++++ Given information

PR #198, opened 2024-07-15
Tickets/dm 44192: Update version history notes and towncrier to link towards cloud jira instead of local

edennihy:


tribeiro (approved):
looks good

PR #200, opened 2024-07-15
Tickets/dm 45229

dsanmartim:
Hi @tribeiro 

Here is the first version of it. I added a unit test to test the obs_ids (with a mock), but let me know if you think it is unnecessary.

Tks!

### DIFF
--- a/python/lsst/ts/standardscripts/base_block_script.py
+++ b/python/lsst/ts/standardscripts/base_block_script.py
@@ -27,6 +27,7 @@ import hashlib
 import io
 import json
 import os
+import re
 from datetime import datetime
 
 import yaml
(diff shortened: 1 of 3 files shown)


python/lsst/ts/standardscripts/base_block_script.py
```diff
@@ -162,16 +178,23 @@ async def get_obs_id(self) -> str | None:
             return None
 
         try:
-            ticket_id = abs(int(ticket_id_str))
+            ticket_id = abs(int(block_id))
             image_server_url = IMAGE_SERVER_URL[site]
+
+            # Determine if it's a Block test case or Block ticket
+            if match.groupdict()["block_test_case"] is not None:
+                block_type = "BlockTestCase"
```
tribeiro, line 186: This should be `BlockT` only.

tribeiro (approved):
Looks good. But see my inline comment about the `block_type`. The camera index server assumes it is `BlockT` and not `BlockTestCase`.

PR #203, opened 2024-07-19
DM-45351: Add metadata to latiss_checkout script 

hsinfang:


python/lsst/ts/standardscripts/auxtel/daytime_checkout/latiss_checkout.py
```diff
@@ -86,12 +86,15 @@ def get_schema(cls):
 
     async def configure(self, config):
         # This script does not require any configuration
-        pass
+        self.program = "LatissCheckout"
```
edennihy, line 89: Can we use the Test Case name here instead "BLOCK-T17"?

edennihy (commented):
We use the towncrier system for automatically generating version history, please see the documentation here on how to add a feature "news" fragment https://github.com/lsst-ts/ts_standardscripts/tree/develop/doc/news.

edennihy:
Also, please run black to reformat these changes. Once that is ready, if you could squash these into a single commit (then a separate commit for the Add new fragment), I think we'll be all set!

hsinfang:
Thank you for reviewing and for the tips working here! 

The survey name was updated, the commits were squashed, and the new fragment was added in a separate commit.

edennihy (approved):
Great, this looks good! Once CI passes you can merge.

PR #204, opened 2024-07-21
Tickets/dm 45350

elanaku:
https://rubinobs.atlassian.net/browse/DM-45350

### DIFF
--- a/tests/test_maintel_take_stuttered_comcam.py
+++ b/tests/test_maintel_take_stuttered_comcam.py
@@ -1,0 +1,45 @@
+# This file is part of ts_standardscripts
+#
+# Developed for the LSST Telescope and Site Systems.
+# This product includes software developed by the LSST Project
+# (https://www.lsst.org).
+# See the COPYRIGHT file at the top-level directory of this distribution
+# for details of code ownership.
+#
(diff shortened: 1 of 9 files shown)


tests/test_maintel_take_stuttered_comcam.py
tribeiro, line 1: I suggest leaving only the `test_executable` test in this script. Everything else is already covered in the `take_stuttered_latiss`.

tests/test_maintel_take_stuttered_lsstcam.py
tribeiro, line 1: Same comment as above, leave only the `test_executable` test, everything else is tested on `latiss` version.

tribeiro (commented):
Looks good, I just have a few comments inline.

tribeiro:
I forgot to mention but the tests still needs to have the `basic_make_script` method. 

You can do one of the 2 options:

1. Add `base_make_script` back to each test.
2. Add the tests to the `tests/test_auxtel_take_stuttered_latiss.py` class. 


Also, I think you branch needs to be rebased to develop.

tribeiro (approved):
Looks good! thanks

PR #205, opened 2024-07-23
tickets/DM-44629: Add SAL Script to enable ATAOS corrections

cvillalon:
Add SAL script to enable ATAOS corrections but skipping having the corrections as a configuration option.


tribeiro (approved):
Looks good! thanks!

++++++++

Work instructions: Count the lines of the data that hold the word "have". Report the count and nothing more.

Exercise response: 2